We're STILL only talking about 6 seasons & ONE (1) title. Don't get me wrong he made a huge impact, I just don't think his # should go up there. And for what its worth, I loved the game of Dennis Johnson but I wouldn't have retired his # either and he had 7 seasons & 2 titles.


----------



## letsgoceltics (Aug 19, 2012)

But you're putting that 1 title off like its nothing. How many titles did the Celtics win the 15 seasons before that point? None. Does Paul Pierce get his jersey retired without KG? Is Doc Rivers an elite coach without KG? Does anyone that started watching basketball after the year 2000 care about the Celtics vs. Lakers? Do you ever hear the Boston Garden on their feet screaming Lets...Go...Celtics? No chance, man. KG deserves all the credit in the world for bringing that back.


----------



## Rick2583 (Mar 17, 2014)

letsgoceltics said:


> But you're putting that 1 title off like its nothing. How many titles did the Celtics win the 15 seasons before that point? None. Does Paul Pierce get his jersey retired without KG? Is Doc Rivers an elite coach without KG? Does anyone that started watching basketball after the year 2000 care about the Celtics vs. Lakers? Do you ever hear the Boston Garden on their feet screaming Lets...Go...Celtics? No chance, man. KG deserves all the credit in the world for bringing that back.



I hear what you're saying BUT......the Celtics didn't go 20 years without a title just because they didn't have KG. I don't know how long you've been a fan but much of there down time could be contributed to just bad things happening. Like the deaths of Lenny Bias in 1986, The death of Reggie Lewis in 1993. Dino Radja just walking away in 97. And the loss of a coin flip for the rights to Duncan.

Sorry but I just think the whole retired #s thing should be reserved to players that have either devoted most of there careers in Green or were part of teams that won multiple championships. JMO.


----------



## letsgoceltics (Aug 19, 2012)

KG is only a notch below Pierce in the Celtic hierarchy. The retiring jersey thing is interesting, I guess. I've been a Celtic fan since the Rick Pitino era and there were times I felt the Celtics were never going to win a championship again. Sometimes, the '08 championship feels like a dream considering KG's journey, the Celtics' drought, and who they beat.


----------



## E.H. Munro (Jun 22, 2004)

Rick2583 said:


> We're STILL only talking about 6 seasons & ONE (1) title.
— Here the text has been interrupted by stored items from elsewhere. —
PR #210, opened 2021-05-17
Introduce Unspecified Files for nfCore Parser

Steffengreiner:
- [X] This comment contains a description of changes (with reason)
- [X] `CHANGELOG.rst` is updated

**Description of changes**
This PR introduces the `UnspecifiedFile` class which extends the `DataFile` Object. 
This class will be used to represent files which can't be accounted for in the schema since they are dependent on the pipeline(e.g. the files in the subfolders of the `ProcessFolder` class). 

**Additional context**
I'm unsure if the class name could not be improved into something like `UnspecifedNfCoreFile` or something simliar.

### DIFF
--- a/src/main/groovy/life/qbic/datamodel/datasets/datastructure/files/nfcore/UnspecifiedFile.groovy
+++ b/src/main/groovy/life/qbic/datamodel/datasets/datastructure/files/nfcore/UnspecifiedFile.groovy
@@ -1,0 +1,30 @@
+package life.qbic.datamodel.datasets.datastructure.files.nfcore
+
+import life.qbic.datamodel.datasets.datastructure.files.DataFile
+
+/**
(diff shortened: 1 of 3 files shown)


src/main/groovy/life/qbic/datamodel/datasets/datastructure/files/nfcore/UnspecifiedFile.groovy
```diff
@@ -0,0 +1,30 @@
...
+
+/**
+ * A specialisation of a DataFile, represents a non-specified/variable output file in the nf-core Pipeline
+ *
+ * @since 2.7.0
+ */
+class UnspecifiedFile extends DataFile {
+
+    protected UnspecifiedFile() {}
+
```
jenniferboedker, line 13: Do we really want to allow all possible files? There could then also be files accepted that we do not want to have.

PR #211, opened 2021-05-17
Make ProductId comparable

jenniferboedker:
In order to properly sort the product identifier it must implement the comparable interface


src/main/groovy/life/qbic/datamodel/dtos/business/ProductId.groovy
```diff
@@ -124,4 +124,11 @@ class ProductId {
     String toString() {
         return "${type}_${uniqueId}"
     }
+
+    @Override
+    int compareTo(ProductId productId2) {
+        //if the types are equal compare by uniqueId
```
KochTobi, line 130: I would suggest using the equals method here to make sure it behaves as expected.
```suggestion
        //if the types are equal compare by uniqueId
        if(this.equals(productId2)) return 0
```

KochTobi (changes requested):
I would suggest using the equals method as well in the compareTo method or adding the note "Note: this class has a natural ordering that is inconsistent with equals." to the JavaDoc

src/main/groovy/life/qbic/datamodel/dtos/business/ProductId.groovy
jenniferboedker: done :)

KochTobi: Sorry but that is not what i meant :) 
The operator in the type comparison is fine. What I meant is, that the productId compareTo method needs to be in sync with the equals method of ProductId

jenniferboedker:
[Service Products: Default product sorting #574](https://trello.com/c/gaIZzYZN/716-service-products-default-product-sorting-574)

KochTobi (approved):
Looks good :+1:

PR #219, opened 2021-06-14
Add flow cell as product unit!

jenniferboedker:
This PR adds per flow cell as a product unit


jenniferboedker:
Will be release with patch release 2.8.1

PR #229, opened 2021-07-01
Add PortalUser

sven1103:
Adds a simple portal user DTO

### DIFF
--- a/CHANGELOG.rst
+++ b/CHANGELOG.rst
@@ -9,7 +9,7 @@ This project adheres to `Semantic Versioning <https://semver.org/>`_.
 
 **Added**
 
-* A new class ``life.qbic.datamodel.dtos.portal.PortalUser`` that represents a user within QBiC's data management platform.
+* A new class ``life.qbic.datamodel.dtos.portal.PortalUser`` that represents a user within QBiC's data management platform. (`#229 <https://github.com/qbicsoftware/data-model-lib/pull/229>`_)
 
 **Fixed**
 
--- a/CHANGELOG.rst
+++ b/CHANGELOG.rst
@@ -9,6 +9,8 @@ This project adheres to `Semantic Versioning <https://semver.org/>`_.
 
 **Added**
 
+* A new class ``life.qbic.datamodel.dtos.portal.PortalUser`` that represents a user within QBiC's data management platform.
+
 **Fixed**
 
 **Dependencies**
--- a/src/main/groovy/life/qbic/datamodel/dtos/portal/PortalUser.groovy
+++ b/src/main/groovy/life/qbic/datamodel/dtos/portal/PortalUser.groovy
@@ -1,0 +1,46 @@
+package life.qbic.datamodel.dtos.portal
+
+import groovy.transform.Immutable
+
+/**
+ * <p>A user within QBiC's data management platform.</p>
+ *
+ * <p>For example a user with the full name <strong>Max Maxwell Minestrone</strong> has
+ * the first name <i>Max</i>, the middle name <i>Maxwell</i> and the last name <i>Minestrone</i>.</p>
+ *
+ * @since 2.9.0
+ */
+@Immutable
+class PortalUser {
+
+    /**
+     * The portal system's user id
+     * @since 2.9.0
+     */
+    String id
+
+    /**
+     * The full name of the user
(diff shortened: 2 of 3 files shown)


CHANGELOG.rst
```diff
@@ -9,6 +9,8 @@ This project adheres to `Semantic Versioning <https://semver.org/>`_.
 
 **Added**
 
+* A new class ``life.qbic.datamodel.dtos.portal.PortalUser`` that represents a user within QBiC's data management platform.
```
jenniferboedker, line 12:
```suggestion
* A new class ``life.qbic.datamodel.dtos.portal.PortalUser`` that represents a user within QBiC's data management platform. (`#229 <https://github.com/qbicsoftware/data-model-lib/pull/229>`_)
```

src/main/groovy/life/qbic/datamodel/dtos/portal/PortalUser.groovy
```diff
@@ -0,0 +1,46 @@
...
+     * The first name of the user
+     * @since 2.9.0
+     */
+    String firstName
+
+    /**
+     * The middle name of the user
+     * @since 2.9.0
+     */
+    String middleName
```
jenniferboedker, line 38: what happens if someone does not have a middle name?

jenniferboedker: isnt that Optional?

src/main/groovy/life/qbic/datamodel/dtos/portal/PortalUser.groovy
```diff
@@ -0,0 +1,46 @@
...
+     * The portal system's user id
+     * @since 2.9.0
+     */
+    String id
+
+    /**
+     * The full name of the user
+     * @since 2.9.0
+     */
+    String fullName
```
jenniferboedker, line 26: This is kind of redundant information since you can retrieve that information from the first (, middle) and last name

jenniferboedker (changes requested):
Thanks for your contribution, I also like that you include new styles e.g the immutable. 
I was wondering if we really need a middle name and also if it might make sense to reuse the [person](https://github.com/qbicsoftware/data-model-lib/tree/master/src/main/groovy/life/qbic/datamodel/people) class here. We would need the email of the person later on anyway. 
Anyhow, when you want to keep as is we need to consider that not everyone has a middle name and with the immutable, it seems to me that the middle name is enforced for everyone.

jenniferboedker:
[Create class that holds logged-in user information](https://trello.com/c/1yEmluQm/827-create-class-that-holds-logged-in-user-information)

src/main/groovy/life/qbic/datamodel/dtos/portal/PortalUser.groovy
sven1103: sure, then you just pass an empty string upon construction

src/main/groovy/life/qbic/datamodel/dtos/portal/PortalUser.groovy
sven1103: true, i wanted to provide a getter for the full name, I will provide one

src/main/groovy/life/qbic/datamodel/dtos/portal/PortalUser.groovy
jenniferboedker: I would think it would mostly be like we provide the empty string which I personally dont like so much. In how many cases do we really have middle name?

src/test/groovy/life/qbic/datamodel/dtos/portal/PortalUserSpec.groovy
```diff
@@ -0,0 +1,25 @@
...
+        String lastName = "Fillinger"
+        String email = "sven.fillinger@qbic.uni-tuebingen.de"
+
+        when:
+        PortalUser user = new PortalUser.Builder(id, firstName, lastName, email).build()
+
+        then:
+        user.getUserId().equals("1234")
+    }
+
```
jenniferboedker, line 24: Niice 🚀

jenniferboedker (approved):
Looks good!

"_He can have the banner space right next to mine_!"



Rick2583 said:


> Don't get me wrong he made a huge impact, I just don't think his # should go up there.


He had a little more than a huge impact. Even though Boston was a large market, Paul "Thanks, Dad!" Gaston had run the Celtics like they were a micro-market team. This essentially kneecapped the franchise in NBA terms as a destination. That changed when Garnett arrived. And, ultimately the new owners broke him. So, yeah, he deserves the honor.


----------



## letsgoceltics (Aug 19, 2012)

Who would you say deserves more to have his jersey retired? KG in Boston (6 seasons, 1 title) or AI in Philly (10+ seasons, 0 titles)


----------



## Rick2583 (Mar 17, 2014)

E.H. Munro said:


> "_He can have the banner space right next to mine_!"
> 
> 
> 
> He had a little more than a huge impact. Even though Boston was a large market, Paul "Thanks, Dad!" Gaston had run the Celtics like they were a micro-market team. This essentially kneecapped the franchise in NBA terms as a destination. That changed when Garnett arrived. And, ultimately the new owners broke him. So, yeah, he deserves the honor.



Well then by all means lets get Allen's jersey up there also since one couldn't do it without the other & he also made a large impact.


----------



## E.H. Munro (Jun 22, 2004)

No, Ray Allen did not usher in the era of Boston as a real large market team.


----------



## Rick2583 (Mar 17, 2014)

E.H. Munro said:


> No, Ray Allen did not usher in the era of Boston as a real large market team.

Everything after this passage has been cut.